All in all, I enjoy a diverse research portfolio, even if it makes me "a jack of all trades, a master of none" (and is likely not the best way to quickly achieve upper echelons in your chosen subfield). As doing theory costs much less than experiment, it is much easier to change fields or research directions -- you don't have to raise lots of funds to do the transition, which is a major perk (I wrote previously about the relative benefits of doing experiment vs theory.)

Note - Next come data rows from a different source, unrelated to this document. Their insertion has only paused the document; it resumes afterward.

Issue #84, opened 2024-12-25
Per-Example Loss Values are Wrong for BalancedCrossEntropyLoss


ramppdev:
In our current implementation of the `BalancedCrossEntropyLoss` we calculate the class weights based on the inverse frequency of each class in the training subset, which is correct. However, we have an oversight that we normalize the weights to sum up to `1` instead of the number of classes `C`:
https://github.com/autrainer/autrainer/blob/c25132ee008508fb9cbd941724c6e9bfe86a0a4b/autrainer/criterions/criterion_wrappers.py#L28-L45

This is no issue when setting `reduction="mean"` which is the default for the [CrossEntropyLoss](https://pytorch.org/docs/stable/generated/torch.nn.CrossEntropyLoss.html#torch.nn.CrossEntropyLoss) implementation, as torch automatically rescales the weights in this case (can also be seen in the formulas and [here](https://github.com/pytorch/pytorch/blob/2981534f54d49fa3a9755c9b0855e7929c2527f0/aten/src/ATen/native/LossNLL.cpp#L265-L267)).

**BUT** when obtaining the per-example loss again in our `OutputsTracker`, we end up with loss values that are essentially downscaled by a factor of `C`.
This is not "severe" in a sense that the loss computation is wrong during training, but all our reported per-example loss values are definitely not correct.

millinma:
I guess you are right. I don't seem to find that they specify this anywhere explicitly (if I didn't miss it), but I guess if we assume from the formulas that not specifying a weight results in a weight of 1, then everything should sum up to C. But I also agree that it shouldn't have impact on the training with reduction equal to "mean". For the curriculum scoring function, absolute values might be affected, but not the ranking right?

ramppdev:
> I guess you are right. I don't seem to find that they specify this anywhere explicitly (if I didn't miss it), but I guess if we assume from the formulas that not specifying a weight results in a weight of 1, then everything should sum up to C. But I also agree that it shouldn't have impact on the training with reduction equal to "mean".

I checked the C++ implementation and they explicitly normalize to the number of classes, but you can also easily verify this by passing different weights scaled by any constant other than 0 to the loss and compare the outputs when using `reduction="mean"`.
So this had absolutely no effect on the correctness of the training results and only affected the reporting of the per-example loss value npy files.


> For the curriculum scoring function, absolute values might be affected, but not the ranking right?

[...]

PR #86, opened 2024-12-29
Add More Balanced and Weighted Criterions

### LINKED ISSUE #42: Offer Weighted Criterions for all Training Tasks
autrainer currently only offers a weighted (class-balanced) criterion for multi-class classification at the moment.
This should be extended to offering balanced versions for regression and multi-label classification.
It could also be useful to add weighted versions with custom weights which would be passed in the dataset configuration using shorthand syntax.

ramppdev:
Closes #42 by adding:
- `BCEWithLogitsLoss` wrapper to handle float conversion and updating all multi-label configs
- `BalancedBCEWithLogitsLoss` automatically calculating class weights analogous to `BalancedCrossEntropyLoss` for multi-label classification
- `WeightedBCEWithLogitsLoss`, `WeightedCrossEntropyLoss`, and `WeightedMSELoss` (this one only for multi-target regression) to specify custom weights manually

There is also some debate on how to handle the weights calculation for multi-label classification using the `pos_weight` attribute of the [BCEWithLogitsLoss](https://pytorch.org/docs/stable/generated/torch.nn.BCEWithLogitsLoss.html#torch.nn.BCEWithLogitsLoss) torch implementation. I chose to align the implementation with standard classification. Would you change it?

Also, for regression, there is no balanced variant as it is not really defined here but a manual reweighing of the multi-target outputs may make sense in some cases which is why i added the `WeightedMSELoss` implementation.

---

For example, for the `EmoDB` dataset, manual class weights could be specified like this:
```yaml
...
criterion:
  autrainer.criterions.WeightedCrossEntropyLoss:
    class_weights:
      anger: 1
      boredom: 2
      ...
...
```


autrainer/criterions/classification.py
```diff
@@ -0,0 +1,168 @@
...
+            data: Instance of the dataset.
+        """
+        frequency = (
+            data.df_train[data.target_column]
+            .map(data.target_transform)
+            .value_counts()
+            .sort_index()
+            .values
+        )
+        weight = torch.tensor(1 / frequency, dtype=torch.float32)
```
wagnerp4, line 44: 1 / frequency could potentially lead to division by zero for missing train samples

```suggestion
        frequency = (
            data.df_train[data.target_column]
            .map(data.target_transform)
            .value_counts()
            .sort_index()
            .values
        )
        if (frequency == 0).any():
    raise ValueError("Balanced weighting failed: at least one class/label has zero frequency.")
        weight = torch.tensor(1 / frequency, dtype=torch.float32)
```

wagnerp4 (commented):
# Observations:

CrossEntropy differs to MSE/BCE in weight registration:
- CrossEntropy Losses use **self.weight=weight** to store the class weights.
- BCE and MSE Losses use **self.register_buffer("weight", weight)** instead.
-> Potentially change CrossEntropy to use self.register_buffer("weight", weight)

CrossEntropy differs to MSE/BCE in shape/usage:
- CrossEntropy variants, the weighting is handled internally by PyTorch’s torch.nn.CrossEntropyLoss if self.weight is set.
- For BCE and MSE variants, the code multiplies the final output of the parent super().forward(x, y) by self.weight.expand_as(y).
-> For all Weighted/Balanced classes, consider adding a brief docstring note that “this class expects reduction='none' to be automatically set by autrainer so that weighting is applied on a per-example, per-label basis.”

# Comments:

Consider adding or ensure a test for zero-frequencies of Balanced Losses if relevant: I.e. in test_criterions.py create a small mock dataset with a label that never appears in df_train. For instance, dataset with labels [0, 1] but df_train only contains [0, 0, 0], e.g., label 1 has zero frequency.

**pos_weight**: Sticking to a frequency-based approach, mirroring balanced classification, keeps things consistent with CrossEntropyLoss. PyTorch’s built-in pos_weight could be used, but it only reweights the positive examples for each label, which doesn’t always match a “balanced” approach for datasets with many negative examples.

**WeightedMSELoss**: There is no well-defined “balanced MSE”; offering a manual weighting mechanism should be enough in most use cases. 

Maybe adding a short note in the docs about why chosing to skip a “BalancedMSELoss” and that PyTorch’s pos_weight behaves differently from the class reweighting we do in balanced classification can help users.

autrainer/criterions/classification.py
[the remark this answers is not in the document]
ramppdev: Yeah good point, i just assumed this would never be the case. This would apply to all criterions then.

ramppdev:
> CrossEntropy differs to MSE/BCE in weight registration:
> 
> * CrossEntropy Losses use **self.weight=weight** to store the class weights.
> * BCE and MSE Losses use **self.register_buffer("weight", weight)** instead.
>   -> Potentially change CrossEntropy to use self.register_buffer("weight", weight)

For the [cross entropy loss](https://pytorch.org/docs/stable/generated/torch.nn.CrossEntropyLoss.html#torch.nn.CrossEntropyLoss) torch already provides a manual rescaling weight given to each class, this is not the case for BCE/MSE, which is why i use a buffer. This is whats happening under to hood for the CE loss as well.


> CrossEntropy differs to MSE/BCE in shape/usage:
> 
> * CrossEntropy variants, the weighting is handled internally by PyTorch’s torch.nn.CrossEntropyLoss if self.weight is set.
> * For BCE and MSE variants, the code multiplies the final output of the parent super().forward(x, y) by self.weight.expand_as(y).
>   -> For all Weighted/Balanced classes, consider adding a brief docstring note that “this class expects reduction='none' to be automatically set by autrainer so that weighting is applied on a per-example, per-label basis.”

Yeah sounds good to add it here as well, we automatically set `reduction="none"` and have this marked in the docs (not online currently as the docs are only updated for each release): https://github.com/autrainer/autrainer/blob/7a15ef7c6b74eef3d93750b742887c16ff243ed6/docs/source/modules/criterions.rst?plain=1#L13-L18

> **pos_weight**: Sticking to a frequency-based approach, mirroring balanced classification, keeps things consistent with CrossEntropyLoss. PyTorch’s built-in pos_weight could be used, but it only reweights the positive examples for each label, which doesn’t always match a “balanced” approach for datasets with many negative examples.
> 
> Maybe adding a short note in the docs about why chosing to skip a “BalancedMSELoss” and that PyTorch’s pos_weight behaves differently from the class reweighting we do in balanced classification can help users.

Yes this is a good idea :)

docs/source/modules/criterions.rst
```diff
@@ -30,20 +30,45 @@ For more information see `this discussion <https://discuss.pytorch.org/t/dataloa
...
 
-.. autoclass:: autrainer.criterions.BalancedCrossEntropyLoss
+.. autoclass:: autrainer.criterions.BCEWithLogitsLoss
    :members:
 
 .. autoclass:: autrainer.criterions.MSELoss
    :members:
 
+
+Balanced and Weigted Criterions
```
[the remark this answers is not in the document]
ramppdev: resolved in https://github.com/autrainer/autrainer/pull/86/commits/e83592a0883bbc32c1a1588bd2389a1d2df6e292

autrainer/criterions/classification.py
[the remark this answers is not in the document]
ramppdev: resolved in https://github.com/autrainer/autrainer/pull/86/commits/5f79174b89bc123d63f1cb9eb18150b9e059ac90

ramppdev:
I forgot to add the balanced MSE notes and the pos_weight text for BCE. Will do that tomorrow.

autrainer/criterions/classification.py
```diff
@@ -0,0 +1,177 @@
...
+        values = []
+
+        for label in data.target_transform.labels:
+            if label not in self.class_weights:
+                raise ValueError(f"Missing class weight for label '{label}'.")
+            values.append(self.class_weights[label])
+
+        assert_nonzero_frequency(np.array(values), len(data.target_transform))
+        weight = torch.tensor(values, dtype=torch.float32)
+        self.weight = weight * len(weight) / weight.sum()
```
ATriantafyllopoulos, line 84: Why `self.weight = weight/weight.mean()` and not `weight/weight.sum()`? Shouldn't it sum up to 1?

ATriantafyllopoulos (commented):
Do you think it's easy to add some correctness tests, i.e. manually compute some weight/loss values for some arbitrary targets/pseudopredictions?

autrainer/criterions/classification.py
```diff
@@ -0,0 +1,177 @@
...
+        weights.
+
+        Args:
+            x: Batched model outputs.
+            y: Targets.
+
+        Returns:
+            Loss.
+        """
+        return super().forward(x, y) * self.weight.expand_as(y)
```
ATriantafyllopoulos, line 142: Why not rely on `pos_weight` here? You could just compute the weights for each positive class vs its negative and then pass it to that attribute?

Or what is the difference in the two implementations?

autrainer/criterions/classification.py
```diff
@@ -0,0 +1,177 @@
...
+
+        for label in data.target_transform.labels:
+            if label not in self.class_weights:
+                raise ValueError(f"Missing class weight for label '{label}'.")
+            values.append(self.class_weights[label])
+
+        assert_nonzero_frequency(np.array(values), len(data.target_transform))
+        weight = torch.tensor(values, dtype=torch.float32)
+        weight = weight * len(weight) / weight.sum()
+        self.register_buffer("weight", weight)
```
ATriantafyllopoulos, line 177: Similar to the above, perhaps we can rely on `pos_weight`?

autrainer/criterions/classification.py
ramppdev: No, actually not, for reference see https://github.com/autrainer/autrainer/issues/84 and https://github.com/autrainer/autrainer/pull/85.

When using cross entropy, passing a `weight` tensor, and using `reduction=`"mean"`, passing a tensor that sums to 1, the number of classes, or anything else does not matter as torch automatically scales the weights accordingly (see ref).

BUT: when you pass `reduction=`"none"`, it is important that the weights sum up to the number of classes (see on torch website). You can easily check this by manually doing `.mean()` and see that the calculation is off by the class scaling factor.

ramppdev:
> Do you think it's easy to add some correctness tests, i.e. manually compute some weight/loss values for some arbitrary targets/pseudopredictions?

I mean we can compute normal loss values without reduction and then manually rescale them and compare the output? Not sure if this would provide a lot more assurance that the code is correct?

autrainer/criterions/classification.py
ramppdev: see above.

autrainer/criterions/classification.py
ramppdev: The idea to not use pos_weight is that `pos_weight` is only available for the BCE losses, and not for MSE / CE obviously, i.e. for MSE we need this trick anyways, and full consistency between the way the balancing and weighting is done for all losses.

autrainer/criterions/classification.py
ATriantafyllopoulos: Can you please add this as inline comment? And also link to the place in the torch docs where this is stated because I can't find it in v2.5.0:https://pytorch.org/docs/stable/generated/torch.nn.CrossEntropyLoss.html

autrainer/criterions/classification.py
ATriantafyllopoulos: But what happens if the user attempts to provide `pos_weight` because this is what they are familiar with from native `torch`? It will be propagated to the constructor and `work`, won't it? So then there are two ways to do the same thing?

ATriantafyllopoulos:
> I mean we can compute normal loss values without reduction and then manually rescale them and compare the output? Not sure if this would provide a lot more assurance that the code is correct?

No, I meant compute them with pen and paper ;)

So:

```python
target: [0, 1]
output: [0.3, 0.7]
weight: [1, 1]
---> loss: .5146
###########
target: [0, 1]
output: [0.3, 0.7]
weight: [1, 2]
---> loss: 1.0292
```

and so on

autrainer/criterions/classification.py
ramppdev: This is actually never stated in the docs, i found it in the cpp implementation: https://github.com/pytorch/pytorch/blob/2981534f54d49fa3a9755c9b0855e7929c2527f0/aten/src/ATen/native/LossNLL.cpp#L265-L267

autrainer/criterions/classification.py
ramppdev: Yeah good point. So should i either figure out how to use `pos_weight` while still achieving essentially the exact same balancing scheme or disable it my internally overriding it to none?

autrainer/criterions/classification.py
ramppdev: Will resolve this as the decision from above goes for all.

ramppdev:
> > I mean we can compute normal loss values without reduction and then manually rescale them and compare the output? Not sure if this would provide a lot more assurance that the code is correct?
> 
> No, I meant compute them with pen and paper ;)
> 
> So:
> 
> ```python
> target: [0, 1]
> output: [0.3, 0.7]
> weight: [1, 1]
> ---> loss: .5146
> ###########
> target: [0, 1]
> output: [0.3, 0.7]
> weight: [1, 2]
> ---> loss: 1.0292
> ```
> 
> and so on

Haha unfortunately my budget is a bit tight so i wont be able to acquire any pens or papers until next month, maybe @wagnerp4 can help out and manually compute these :D (if not no problem i will do it on the weekend then or sth)

autrainer/criterions/classification.py
ATriantafyllopoulos: What exactly do you want to achieve that `pos_weight` doesn't do by default?

ATriantafyllopoulos:
> Haha unfortunately my budget is a bit tight so i wont be able to acquire any pens or papers until next month, maybe @wagnerp4 can help out and manually compute these :D (if not no problem i will do it on the weekend then or sth)

Hehe, let's skip it for now and add an issue for @wagnerp4 to work on after this has been merged

autrainer/criterions/classification.py
ramppdev: The thing is, `pos_weight` does only scale the positive (see https://pytorch.org/docs/stable/generated/torch.nn.BCEWithLogitsLoss.html). This makes things cumbersome and inconsistent with how we handle class imbalance for other losses (like CE or MSE), which do not have a pos_weight option. Matching the same factor on both terms would require extra logic (a per-class global weighting plus a carefully chosen `pos_weight`) i.e. it will be very weird code to match the loss of the current version with the loss produced when using `pos_weight`.
I would either completely refactor the approach such that there is no "balanced" version of BCE or use `#negative / #positive` for the weight as torch suggests (but then only for the BCE variants and keep CE / MSE the same).

ramppdev: @ATriantafyllopoulos can this be merged now or do you want to use `pos_weight` over the current implementation?

ATriantafyllopoulos: Yes, go ahead and merge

This brings me to the second purpose of this post: to start a carnival of sorts, with people who do theory/computation in the sciences contributing with a post on what their experiences in their daily work are. I have no idea how successful this call would be, but let's say within the next week or so:
If you do theoretical/computational work in the sciences, please consider writing a post that tells us a little bit about what your work entails, what you enjoy/dislike, what types of problems you tackle, what made you chose your specialization, etc. You don't have to be too specific, but you certainly can if you want. Send a link (a comment here or drop me an email) so I can aggregate the posts. Even if you don't blog, consider either writing a lengthier comment here and I will link to that as your post (please don't post as Anonymous, give yourself some nickname for the occasion) or, alternatively, email me the text and I will put it up as a guest post.
Finally, this post would not be complete without a link to the (fairly new) APS Division of Computational Physics news blog.
Happy calculations, and may all your iterations converge!
* See, for instance, this post by Massimo on why computational physics is not a special third branch of physics, but means you are a theorist who does calculations primarily on a computer.